··· Material for the task

PR #12995, opened 2024-01-06
Split taxonomy arrays across chunks

### LINKED ISSUE #12989: Taxonomy facets: can we change massive `int[]` for parent/child/sibling tree to paged/block `int[]` to reduce RAM pressure?
### Description

At Amazon product search we use taxonomy facets for the facet filtering we show customers, but this causes high RAM pressure on every refresh as the current implementation allocates a new massive `int[]` on each refresh, requiring ~2X the transient RAM usage until the old taxonomy reader is fully closed / dereferenced, causing us to over-size our heaps just to handle this short RAM surge.

Yet, on each refresh, all that really is happening is a few new ints might be effectively appended to the end of the old `int[]` -- it is inherently a write once append only data structure.  Reallocating the full massive `int[]` every time is silly.

I think we could switch to a paged `int[]` structure?  This way the new reader could share nearly all of the old `int[]` pages, and only make a new last page to hold the few new append ints?

msfroh:
### Description

Taxonomy ordinals are added in an append-only way.

Instead of reallocating a single big array when loading new taxonomy ordinals and copying all the values from the previous arrays over individually, we can keep blocks of ordinals and reuse blocks from the previous arrays.

Resolves https://github.com/apache/lucene/issues/12989

### DIFF
--- a/lucene/facet/src/java/org/apache/lucene/facet/taxonomy/directory/TaxonomyIndexArrays.java
+++ b/lucene/facet/src/java/org/apache/lucene/facet/taxonomy/directory/TaxonomyIndexArrays.java
@@ -109,13 +109,19 @@ class TaxonomyIndexArrays extends ParallelTaxonomyArrays implements Accountable 
     if (size == 0) {
       return new int[0][];
     }
-    int chunkCount = size / CHUNK_SIZE + 1;
+    int chunkCount = size >> CHUNK_SIZE_BITS;
+    int fullChunkCount;
     int lastChunkSize = size & CHUNK_MASK;
+    if (lastChunkSize == 0) {
+      fullChunkCount = chunkCount; // Size is a multiple of CHUNK_SIZE, so all arrays are full-sized
+    } else {
+      fullChunkCount = chunkCount++;
+    }
     int[][] array = new int[chunkCount][];
-    if (array.length > 0) {
-      for (int i = startFrom; i < chunkCount - 1; i++) {
-        array[i] = new int[CHUNK_SIZE];
-      }
+    for (int i = startFrom; i < fullChunkCount; i++) {
+      array[i] = new int[CHUNK_SIZE];
+    }
+    if (lastChunkSize > 0) {
       array[chunkCount - 1] = new int[lastChunkSize];
     }
     return array;
@@ -208,7 +214,7 @@ class TaxonomyIndexArrays extends ParallelTaxonomyArrays implements Accountable 
               "Missing parent data for category " + (doc + leafContext.docBase), reader.toString());
         }
         int pos = doc + leafContext.docBase;
-        parentsArray[pos / CHUNK_SIZE][pos % CHUNK_SIZE] =
+        parentsArray[pos >> CHUNK_SIZE_BITS][pos & CHUNK_MASK] =
             Math.toIntExact(parentValues.longValue());
       }
     }
@@ -226,7 +232,7 @@ class TaxonomyIndexArrays extends ParallelTaxonomyArrays implements Accountable 
           allocateChunkedArray(
               ArrayUtil.oversize(ordinal + 1, Integer.BYTES), parents.values.length - 1);
       copyChunkedArray(parents.values, newParents);
-      newParents[ordinal / CHUNK_SIZE][ordinal % CHUNK_SIZE] = parentOrdinal;
+      newParents[ordinal >> CHUNK_SIZE_BITS][ordinal & CHUNK_MASK] = parentOrdinal;
       return new TaxonomyIndexArrays(newParents);
     }
     parents.set(ordinal, parentOrdinal);
--- a/lucene/facet/src/java/org/apache/lucene/facet/taxonomy/directory/TaxonomyIndexArrays.java
+++ b/lucene/facet/src/java/org/apache/lucene/facet/taxonomy/directory/TaxonomyIndexArrays.java
@@ -39,7 +39,7 @@ import org.apache.lucene.util.RamUsageEstimator;
  */
 class TaxonomyIndexArrays extends ParallelTaxonomyArrays implements Accountable {
   private static final int CHUNK_SIZE_BITS = 13;
-  private static final int CHUNK_SIZE = 1 << CHUNK_SIZE_BITS;
+  static final int CHUNK_SIZE = 1 << CHUNK_SIZE_BITS;
   private static final int CHUNK_MASK = CHUNK_SIZE - 1;
 
   private final ChunkedIntArray parents;
@@ -51,8 +51,8 @@ class TaxonomyIndexArrays extends ParallelTaxonomyArrays implements Accountable 
   private volatile boolean initializedChildren = false;
   private ChunkedIntArray children, siblings;
 
-  private static class ChunkedIntArray extends ParallelTaxonomyArrays.IntArray {
-    private final int[][] values;
+  static class ChunkedIntArray extends ParallelTaxonomyArrays.IntArray {
+    final int[][] values;
 
     private ChunkedIntArray(int[][] values) {
       this.values = values;
@@ -73,8 +73,8 @@ class TaxonomyIndexArrays extends ParallelTaxonomyArrays implements Accountable 
     }
   }
 
-  /** Used by {@link #add(int, int)} after the array grew. */
-  private TaxonomyIndexArrays(int[][] parents) {
+  /** Used by {@link #add(int, int)} after the array grew. Also, used for testing. */
+  TaxonomyIndexArrays(int[][] parents) {
     this.parents = new ChunkedIntArray(parents);
   }
 
@@ -244,7 +244,7 @@ class TaxonomyIndexArrays extends ParallelTaxonomyArrays implements Accountable 
    * {@code i}.
    */
   @Override
-  public IntArray parents() {
+  public ChunkedIntArray parents() {
     return parents;
   }
 
@@ -254,7 +254,7 @@ class TaxonomyIndexArrays extends ParallelTaxonomyArrays implements Accountable 
    * taxonomy as an immediate child of {@code i}.
    */
   @Override
-  public IntArray children() {
+  public ChunkedIntArray children() {
     if (!initializedChildren) {
       initChildrenSiblings(null);
     }
@@ -268,7 +268,7 @@ class TaxonomyIndexArrays extends ParallelTaxonomyArrays implements Accountable 
    * {@code i}. The sibling is defined as the previous youngest child of {@code parents[i]}.
    */
   @Override
-  public IntArray siblings() {
+  public ChunkedIntArray siblings() {
     if (!initializedChildren) {
       initChildrenSiblings(null);
     }
--- a/lucene/facet/src/java/org/apache/lucene/facet/taxonomy/directory/TaxonomyIndexArrays.java
+++ b/lucene/facet/src/java/org/apache/lucene/facet/taxonomy/directory/TaxonomyIndexArrays.java
@@ -171,10 +171,13 @@ class TaxonomyIndexArrays extends ParallelTaxonomyArrays implements Accountable 
     }
 
     for (int i = first; i < length; i++) {
+      int parent = parents.get(i);
+      // The existing youngest child of the parent is the next older sibling of i.
       // note that parents[i] is always < i, so the right-hand-side of
       // the following line is already set when we get here
-      siblings.set(i, children.get(parents.get(i)));
-      children.set(parents.get(i), i);
+      siblings.set(i, children.get(parent));
+      // The new youngest child of the parent is i.
+      children.set(parent, i);
     }
   }
 
--- a/lucene/facet/src/java/org/apache/lucene/facet/taxonomy/directory/TaxonomyIndexArrays.java
+++ b/lucene/facet/src/java/org/apache/lucene/facet/taxonomy/directory/TaxonomyIndexArrays.java
@@ -38,49 +38,53 @@ import org.apache.lucene.util.RamUsageEstimator;
  * @lucene.experimental
  */
 class TaxonomyIndexArrays extends ParallelTaxonomyArrays implements Accountable {
-  private static final int CHUNK_SIZE = 8192;
+  private static final int CHUNK_SIZE_BITS = 13;
+  private static final int CHUNK_SIZE = 1 << CHUNK_SIZE_BITS;
+  private static final int CHUNK_MASK = CHUNK_SIZE - 1;
 
-  private final ChunkedArray parents;
+  private final ChunkedIntArray parents;
 
   // the following two arrays are lazily initialized. note that we only keep a
   // single boolean member as volatile, instead of declaring the arrays
   // volatile. the code guarantees that only after the boolean is set to true,
   // the arrays are returned.
   private volatile boolean initializedChildren = false;
-  private ChunkedArray children, siblings;
+  private ChunkedIntArray children, siblings;
 
-  private static class ChunkedArray extends ParallelTaxonomyArrays.IntArray {
+  private static class ChunkedIntArray extends ParallelTaxonomyArrays.IntArray {
     private final int[][] values;
 
-    private ChunkedArray(int[][] values) {
+    private ChunkedIntArray(int[][] values) {
       this.values = values;
     }
 
     @Override
     public int get(int i) {
-      return values[i / CHUNK_SIZE][i % CHUNK_SIZE];
+      return values[i >> CHUNK_SIZE_BITS][i & CHUNK_MASK];
     }
 
     public void set(int i, int val) {
-      values[i / CHUNK_SIZE][i % CHUNK_SIZE] = val;
+      values[i >> CHUNK_SIZE_BITS][i & CHUNK_MASK] = val;
     }
 
     @Override
     public int length() {
-      return (values.length - 1) * CHUNK_SIZE + values[values.length - 1].length;
+      return ((values.length - 1) << CHUNK_SIZE_BITS) + values[values.length - 1].length;
     }
   }
 
   /** Used by {@link #add(int, int)} after the array grew. */
   private TaxonomyIndexArrays(int[][] parents) {
-    this.parents = new ChunkedArray(parents);
+    this.parents = new ChunkedIntArray(parents);
   }
 
   public TaxonomyIndexArrays(IndexReader reader) throws IOException {
-    int[][] parentArray = allocateChunkedArray(reader.maxDoc());
-    initParents(parentArray, reader, 0);
-    parentArray[0][0] = TaxonomyReader.INVALID_ORDINAL;
-    parents = new ChunkedArray(parentArray);
+    int[][] parentArray = allocateChunkedArray(reader.maxDoc(), 0);
+    if (parentArray.length > 0) {
+      initParents(parentArray, reader, 0);
+      parentArray[0][0] = TaxonomyReader.INVALID_ORDINAL;
+    }
+    parents = new ChunkedIntArray(parentArray);
   }
 
   public TaxonomyIndexArrays(IndexReader reader, TaxonomyIndexArrays copyFrom) throws IOException {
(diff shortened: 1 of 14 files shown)


lucene/facet/src/java/org/apache/lucene/facet/taxonomy/directory/TaxonomyIndexArrays.java
```diff
@@ -98,26 +144,28 @@ private void computeChildrenSiblings(int first) {
...
+      siblings.set(0, TaxonomyReader.INVALID_ORDINAL);
     }
 
-    for (int i = first; i < parents.length; i++) {
+    for (int i = first; i < length; i++) {
       // note that parents[i] is always < i, so the right-hand-side of
       // the following line is already set when we get here
-      siblings[i] = children[parents[i]];
-      children[parents[i]] = i;
+      siblings.set(i, children.get(parents.get(i)));
```
stefanvodita, line 161: Let's extract out `parents.get(i)` to a new variable, since it's a bit more than a simple array lookup now, and it's used twice.

lucene/facet/src/java/org/apache/lucene/facet/taxonomy/directory/TaxonomyIndexArrays.java
```diff
@@ -68,25 +90,49 @@ public TaxonomyIndexArrays(IndexReader reader, TaxonomyIndexArrays copyFrom) thr
...
+    return array;
+  }
+
+  private static void copyChunkedArray(int[][] oldArray, int[][] newArray) {
+    // Copy all but the last (maybe partial) chunk from the old array
+    if (oldArray.length > 1) {
+      System.arraycopy(oldArray, 0, newArray, 0, oldArray.length - 1);
+    }
+    int[] lastCopyChunk = oldArray[oldArray.length - 1];
+    System.arraycopy(lastCopyChunk, 0, newArray[oldArray.length - 1], 0, lastCopyChunk.length);
```
stefanvodita, line 121: Why are we making this a deep copy while the other arrays are shallow copies?

lucene/facet/src/java/org/apache/lucene/facet/taxonomy/directory/TaxonomyIndexArrays.java
```diff
@@ -68,25 +90,49 @@ public TaxonomyIndexArrays(IndexReader reader, TaxonomyIndexArrays copyFrom) thr
     // it may be caused if e.g. the taxonomy segments were merged, and so an updated
     // NRT reader was obtained, even though nothing was changed. this is not very likely
     // to happen.
-    int[] copyParents = copyFrom.parents();
-    this.parents = new int[reader.maxDoc()];
-    System.arraycopy(copyParents, 0, parents, 0, copyParents.length);
-    initParents(reader, copyParents.length);
-
+    int[][] parentArray = allocateChunkedArray(reader.maxDoc());
```
stefanvodita, line 93: Hmm, maybe I'm missing something, but if we're allocating here are we any better off than before? Most of this memory will be discarded anyway when we shallowly copy the old arrays.

lucene/facet/src/java/org/apache/lucene/facet/taxonomy/directory/TaxonomyIndexArrays.java
```diff
@@ -68,25 +90,49 @@ public TaxonomyIndexArrays(IndexReader reader, TaxonomyIndexArrays copyFrom) thr
...
+    }
+    int[] lastCopyChunk = oldArray[oldArray.length - 1];
+    System.arraycopy(lastCopyChunk, 0, newArray[oldArray.length - 1], 0, lastCopyChunk.length);
+  }
+
   private synchronized void initChildrenSiblings(TaxonomyIndexArrays copyFrom) {
     if (!initializedChildren) { // must do this check !
-      children = new int[parents.length];
-      siblings = new int[parents.length];
+      int[][] childrenArray = allocateChunkedArray(parents.length());
```
stefanvodita, line 126: Similar comment as in the constructor - are we getting any memory back by allocating like this and the copying?

lucene/facet/src/java/org/apache/lucene/facet/taxonomy/directory/TaxonomyIndexArrays.java
```diff
@@ -153,12 +203,13 @@ private void initParents(IndexReader reader, int first) throws IOException {
    * <p><b>NOTE:</b> you should call this method from a thread-safe code.
    */
   TaxonomyIndexArrays add(int ordinal, int parentOrdinal) {
-    if (ordinal >= parents.length) {
-      int[] newarray = ArrayUtil.grow(parents, ordinal + 1);
-      newarray[ordinal] = parentOrdinal;
-      return new TaxonomyIndexArrays(newarray);
+    if (ordinal >= parents.length()) {
+      int[][] newParents = allocateChunkedArray(ArrayUtil.oversize(ordinal + 1, Integer.BYTES));
```
stefanvodita, line 207: Won't this make `parents.length()` invalid since we have empty space at the end of the chunked array and `length()` just looks at the size of the chunked array?

lucene/facet/src/java/org/apache/lucene/facet/taxonomy/directory/TaxonomyIndexArrays.java
```diff
@@ -38,27 +38,49 @@
...
+    this.parents = new ChunkedArray(parents);
   }
 
   public TaxonomyIndexArrays(IndexReader reader) throws IOException {
-    parents = new int[reader.maxDoc()];
-    if (parents.length > 0) {
-      initParents(reader, 0);
-      parents[0] = TaxonomyReader.INVALID_ORDINAL;
-    }
+    int[][] parentArray = allocateChunkedArray(reader.maxDoc());
```
stefanvodita, line 80: Is it better to work with `int[][]` in `TaxonomyArrays` rather than add support to the chunked array for the operations we want and only work with it?

stefanvodita (changes requested):

lucene/facet/src/java/org/apache/lucene/facet/taxonomy/directory/TaxonomyIndexArrays.java
```diff
@@ -38,27 +38,49 @@
...
+  private static class ChunkedArray extends ParallelTaxonomyArrays.IntArray {
+    private final int[][] values;
+
+    private ChunkedArray(int[][] values) {
+      this.values = values;
+    }
+
+    @Override
+    public int get(int i) {
+      return values[i / CHUNK_SIZE][i % CHUNK_SIZE];
```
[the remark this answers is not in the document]
msfroh: That's a great idea!

lucene/facet/src/java/org/apache/lucene/facet/taxonomy/directory/TaxonomyIndexArrays.java
```diff
@@ -68,25 +90,49 @@ public TaxonomyIndexArrays(IndexReader reader, TaxonomyIndexArrays copyFrom) thr
...
+    copyChunkedArray(copyFrom.parents.values, parentArray);
+    initParents(parentArray, reader, copyFrom.parents.length());
+    parents = new ChunkedArray(parentArray);
     if (copyFrom.initializedChildren) {
       initChildrenSiblings(copyFrom);
     }
   }
 
+  private static int[][] allocateChunkedArray(int size) {
+    int chunkCount = size / CHUNK_SIZE + 1;
```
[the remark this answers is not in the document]
msfroh: In practice, we always have `size >= 1` (because the `TaxonomyWriter` writes the root ordinal on startup) -- but  relying on that behavior may bite us. I'll add a check for the `size == 0` case.

lucene/facet/src/java/org/apache/lucene/facet/taxonomy/directory/TaxonomyIndexArrays.java
msfroh: The last chunk is the only one that changes -- the other chunks can be reused.

Suppose the old array had size 20,000. It would look like:

```
0 -> 8192 element chunk (c0)
1 -> 8192 element chunk (c1)
2 -> 3616 element chunk (c2)
```

Suppose  I want to add 10 more elements. In the old way, that would mean allocating a whole new 20,010 element array and copying over the 20,000 elements from the original array. In the new, chunked world, we allocate a new 3-element `int[][]`, and populate it like:

```
0 -> c0 (reusing the old array)
1 -> c1 (reusing the old array)
2 -> c2' (new 3626-element array).
```

Now I copy over the 3616 elements from `c2` to `c2'`. The total "temporary" extra space is 3 references for the new top-level array, plus 3616 integers (since we're holding onto `c2` until we've copied it). The old model needed to allocate a temporary 20,000. elements.

In general, where the old model required `n` temporary extra `int`s (so `4n` bytes plus a few bytes of array overhead), the new model needs `ceil(n/8192)` temporary pointers (the new `int[][]` array) plus up to 8192 extra `int`s for the last chunk.

In terms of minimizing waste, assuming references are 32-bit, I suppose the ideal chunk size is the square root of `n` (if references are 64-bit, we would be better off with bigger chunks). If we want to more efficiently handle more than 67 million ordinals, I guess we could set chunk size to something bigger than 8192. I just copied the value from `IntBlockPool`.

lucene/facet/src/java/org/apache/lucene/facet/taxonomy/directory/TaxonomyIndexArrays.java
msfroh: Oof -- you're right. That was a terrible attempt at code reuse on my part, and indeed it would make the whole thing useless. That's embarrassing!

I originally had some of the code from `allocateChunkedArray` in `copyChunkedArray` and I tried to make it reusable in the "fresh reader, no copying" use-case.

Thank you for catching that!

lucene/facet/src/java/org/apache/lucene/facet/taxonomy/directory/TaxonomyIndexArrays.java
msfroh: This is actually consistent with the existing behavior:

lucene/facet/src/java/org/apache/lucene/facet/taxonomy/directory/TaxonomyIndexArrays.java
msfroh: I was a little torn on this. 

I figured I would try to avoid method calls where possible (assuming method calls have more overhead than array access), and could happily muck about in the `ChunkedArray` internals within `TaxonomyIndexArrays`(since it's a private implementation detail).

We could move `allocateChunkedArray` and `copyChunkedArray` logic into `ChunkedArray` itself (and call them from `ChunkedArray` constructors). It's still in the same file, so I don't have strong opinions either way.

stefanvodita:
As far as testing, can we add some unit tests that allocate more than one chunk and exercise the new functionality?
Should we also run some benchmarks to understand if there's any sort of performance regression?

lucene/facet/src/java/org/apache/lucene/facet/taxonomy/directory/TaxonomyIndexArrays.java
stefanvodita: Actually, I guess the real concern here is that the last array is not properly sized, so always deep-copying it makes sense, since it's capacity requirements will have always changed.

msfroh:
> As far as testing, can we add some unit tests that allocate more than one chunk and exercise the new functionality? Should we also run some benchmarks to understand if there's any sort of performance regression?

I can take care of the first part.

@stefanvodita, do you mind running the Lucene benchmarks against this change to see how it performs?

stefanvodita:
The results are in. I don't see any significant p-values (< 0.05).
`python3 src/python/localrun.py -source wikimediumall -r`

```
                       MedPhrase       27.55      (7.2%)       27.08      (5.8%)   -1.7% ( -13% -   12%) 0.408
                          IntNRQ       19.20     (10.6%)       18.89      (7.1%)   -1.6% ( -17% -   18%) 0.566
           BrowseMonthTaxoFacets        9.67      (8.9%)        9.52     (10.7%)   -1.6% ( -19% -   19%) 0.613
     BrowseRandomLabelTaxoFacets        4.01     (25.1%)        3.97     (26.0%)   -1.0% ( -41% -   66%) 0.902
                HighSloppyPhrase       28.64      (3.5%)       28.41      (2.4%)   -0.8% (  -6% -    5%) 0.406
                      AndHighLow      325.06      (3.8%)      322.67      (7.0%)   -0.7% ( -11% -   10%) 0.680
     BrowseRandomLabelSSDVFacets        2.92      (1.8%)        2.90      (2.6%)   -0.6% (  -4% -    3%) 0.403
       BrowseDayOfYearSSDVFacets        4.08      (3.8%)        4.06      (3.7%)   -0.6% (  -7% -    7%) 0.625
                         Prefix3      142.86      (5.0%)      142.32      (5.4%)   -0.4% ( -10% -   10%) 0.819
            HighTermTitleBDVSort        7.40      (6.3%)        7.38      (6.4%)   -0.3% ( -12% -   13%) 0.862
                 LowSloppyPhrase       11.47      (1.9%)       11.44      (1.7%)   -0.3% (  -3% -    3%) 0.657
                     LowSpanNear        6.86      (2.0%)        6.85      (1.8%)   -0.2% (  -3% -    3%) 0.754
                      HighPhrase       67.07      (3.1%)       66.94      (3.1%)   -0.2% (  -6% -    6%) 0.850
                       LowPhrase        7.77      (3.2%)        7.76      (3.4%)   -0.1% (  -6% -    6%) 0.888
                    HighSpanNear        3.81      (3.0%)        3.80      (2.8%)   -0.1% (  -5% -    5%) 0.875
            HighIntervalsOrdered        1.61      (2.5%)        1.61      (2.4%)   -0.1% (  -4% -    4%) 0.853
                      AndHighMed       76.92      (6.7%)       76.83      (8.0%)   -0.1% ( -13% -   15%) 0.959
                 MedSloppyPhrase       15.30      (1.9%)       15.29      (1.7%)   -0.1% (  -3% -    3%) 0.850
                      OrHighHigh       20.33      (7.3%)       20.31      (6.4%)   -0.1% ( -12% -   14%) 0.961
             LowIntervalsOrdered        7.12      (2.5%)        7.12      (2.4%)   -0.0% (  -4% -    4%) 0.955
         AndHighMedDayTaxoFacets       11.03      (2.2%)       11.04      (2.2%)    0.0% (  -4% -    4%) 0.959
                    OrNotHighMed      216.20      (2.6%)      216.28      (3.0%)    0.0% (  -5% -    5%) 0.967
             MedIntervalsOrdered       23.70      (1.8%)       23.71      (1.6%)    0.0% (  -3% -    3%) 0.944
                     MedSpanNear       13.33      (1.9%)       13.34      (1.7%)    0.1% (  -3% -    3%) 0.910
        AndHighHighDayTaxoFacets        7.73      (3.5%)        7.74      (3.2%)    0.1% (  -6% -    7%) 0.906
            MedTermDayTaxoFacets       15.49      (2.2%)       15.54      (1.6%)    0.3% (  -3% -    4%) 0.590
               HighTermTitleSort      121.92      (1.8%)      122.33      (1.6%)    0.3% (  -2% -    3%) 0.533
                      TermDTSort      142.74      (2.1%)      143.26      (3.4%)    0.4% (  -5% -    5%) 0.683
                        PKLookup      172.65      (3.0%)      173.29      (2.8%)    0.4% (  -5% -    6%) 0.687
                         Respell       43.69      (2.3%)       43.87      (2.7%)    0.4% (  -4% -    5%) 0.613
           HighTermDayOfYearSort      210.29      (2.8%)      211.25      (3.1%)    0.5% (  -5% -    6%) 0.626
                     AndHighHigh       23.87     (11.4%)       23.99     (11.7%)    0.5% ( -20% -   26%) 0.888
            BrowseDateSSDVFacets        1.19      (5.2%)        1.19      (4.2%)    0.6% (  -8% -   10%) 0.698
                        Wildcard      186.59      (2.6%)      187.68      (2.9%)    0.6% (  -4% -    6%) 0.505
                       OrHighMed       90.56      (5.3%)       91.09      (4.9%)    0.6% (  -9% -   11%) 0.715
                   OrNotHighHigh      354.86      (3.6%)      356.98      (3.9%)    0.6% (  -6% -    8%) 0.611
                   OrHighNotHigh      306.95      (3.8%)      308.88      (4.2%)    0.6% (  -7% -    9%) 0.620
                    OrHighNotMed      363.76      (3.9%)      366.46      (4.0%)    0.7% (  -6% -    8%) 0.548
            BrowseDateTaxoFacets        4.97     (27.3%)        5.00     (27.3%)    0.8% ( -42% -   76%) 0.929
       BrowseDayOfYearTaxoFacets        5.06     (26.8%)        5.09     (26.9%)    0.8% ( -41% -   74%) 0.927
                    OrHighNotLow      244.26      (5.3%)      246.17      (5.3%)    0.8% (  -9% -   12%) 0.641
           BrowseMonthSSDVFacets        4.38      (3.9%)        4.41      (3.1%)    0.8% (  -5% -    8%) 0.479
                       OrHighLow      264.51      (5.4%)      266.91      (4.5%)    0.9% (  -8% -   11%) 0.568
               HighTermMonthSort     2111.04      (1.9%)     2131.88      (3.2%)    1.0% (  -4% -    6%) 0.236
                    OrNotHighLow      543.72      (2.9%)      549.12      (2.3%)    1.0% (  -4% -    6%) 0.229
                          Fuzzy2       51.05      (2.7%)       51.61      (2.6%)    1.1% (  -4% -    6%) 0.191
                          Fuzzy1       66.48      (3.0%)       67.31      (3.1%)    1.3% (  -4% -    7%) 0.199
                         MedTerm      508.60      (7.4%)      515.34      (7.2%)    1.3% ( -12% -   17%) 0.568
                        HighTerm      399.43      (7.2%)      405.35      (7.0%)    1.5% ( -11% -   16%) 0.509
          OrHighMedDayTaxoFacets        3.92      (4.2%)        3.98      (3.4%)    1.6% (  -5% -    9%) 0.194
                         LowTerm      350.89      (8.4%)      358.77      (9.4%)    2.2% ( -14% -   21%) 0.427

```

stefanvodita (approved):

lucene/facet/src/java/org/apache/lucene/facet/taxonomy/directory/TaxonomyIndexArrays.java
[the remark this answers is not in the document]
stefanvodita: I missed this thread that was still pending. @msfroh - what do you think, can we simplify this method?

lucene/facet/src/test/org/apache/lucene/facet/taxonomy/TestTaxonomyCombined.java
```diff
@@ -669,20 +668,26 @@ public void testChildrenArraysInvariants() throws Exception {
...
       }
-      assertEquals(j, olderSiblingArray[i]);
+      assertEquals(j, olderSiblingArray.get(i));
     }
 
     tr.close();
     indexDir.close();
   }
 
+  private static void assertArrayEquals(int[] expected, ParallelTaxonomyArrays.IntArray actual) {
```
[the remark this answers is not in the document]
msfroh: This was the only place where we assert anything about the full contents of the `ChunkedArray`. I would lean toward not adding `equals` to `ChunkedArray`, since it's not something we would normally want to call, IMO. (In general, it's going to be pretty expensive.)

lucene/facet/src/java/org/apache/lucene/facet/taxonomy/directory/TaxonomyIndexArrays.java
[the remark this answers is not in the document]
msfroh: Got it! 

I handled the multiple of `CHUNK_SIZE` case without allocating an empty array. I also added a unit test that specifically flexes ChunkedIntArray.

(And I cleaned up a few more cases where I was still dividing/moduloing instead of bit-shifting and masking.)

lucene/facet/src/java/org/apache/lucene/facet/taxonomy/directory/TaxonomyIndexArrays.java
```diff
@@ -68,25 +94,66 @@ public TaxonomyIndexArrays(IndexReader reader, TaxonomyIndexArrays copyFrom) thr
...
   }
 
+  private static int[][] allocateChunkedArray(int size, int startFrom) {
+    if (size == 0) {
+      return new int[0][];
+    }
+    int chunkCount = size >> CHUNK_SIZE_BITS;
+    int fullChunkCount;
+    int lastChunkSize = size & CHUNK_MASK;
+    if (lastChunkSize == 0) {
```
stefanvodita, line 115: Thank you for persisting while we're iterating over this method.

Since `fullChunkCount` is assigned `chunkCount` on both branches, why not do this:
```java
int fullChunkCount = chunkCount;
if (lastChunkSize != 0) {
  chunkCount++;
}
```

On a higher level, I think I still wasn't specific enough in my previous comment. I didn't mind that we would sometimes have an empty array at the end if `size` was a multiple of `CHUNK_SIZE`, but we had if-statements that didn't seem to me like they were adding something. In this case, I prefer spending those extra bytes if we can make the code simpler. If you think the implementation we already have is better, we can keep it, but here is my preferred solution written out if you want to consider it:

```java
private static int[][] allocateChunkedArray(int size, int startFrom) {
    int chunkCount = (size >> CHUNK_SIZE_BITS) + 1;
    int[][] array = new int[chunkCount][];
    for (int i = startFrom; i < chunkCount - 1; i++) {
        array[i] = new int[CHUNK_SIZE];
    }
    array[chunkCount - 1] = new int[size & CHUNK_MASK];
    return array;
}
```

stefanvodita (commented):
@msfroh - I left just one more nitpicky comment. Can you also add a CHANGES entry? I would be happy to merge the PR after.

lucene/facet/src/java/org/apache/lucene/facet/taxonomy/directory/TaxonomyIndexArrays.java
msfroh: Oh, that's much cleaner, thank you!

msfroh:
> @msfroh - I left just one more nitpicky comment. Can you also add a CHANGES entry? I would be happy to merge the PR after.

Done! 

I also tweaked the bounds for `testThousandsOfCategories`, since it would take ~3.5 seconds on my (relatively powerful) work computer with a chain length of 3-6. Dropping to a length of 2-4 cut the time to 1.25 seconds.

stefanvodita:
Thank you! I think the PR is in good shape. I'll leave it up for a couple days and then merge if no one else comments.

······

Your assignment: Once you find the line containing "Taxonomy ordinals are", stop: reproduce exactly that line and every line of the data before it, and nothing else.

Exercise answer:
PR #12995, opened 2024-01-06
Split taxonomy arrays across chunks

### LINKED ISSUE #12989: Taxonomy facets: can we change massive `int[]` for parent/child/sibling tree to paged/block `int[]` to reduce RAM pressure?
### Description

At Amazon product search we use taxonomy facets for the facet filtering we show customers, but this causes high RAM pressure on every refresh as the current implementation allocates a new massive `int[]` on each refresh, requiring ~2X the transient RAM usage until the old taxonomy reader is fully closed / dereferenced, causing us to over-size our heaps just to handle this short RAM surge.

Yet, on each refresh, all that really is happening is a few new ints might be effectively appended to the end of the old `int[]` -- it is inherently a write once append only data structure.  Reallocating the full massive `int[]` every time is silly.

I think we could switch to a paged `int[]` structure?  This way the new reader could share nearly all of the old `int[]` pages, and only make a new last page to hold the few new append ints?

msfroh:
### Description

Taxonomy ordinals are added in an append-only way.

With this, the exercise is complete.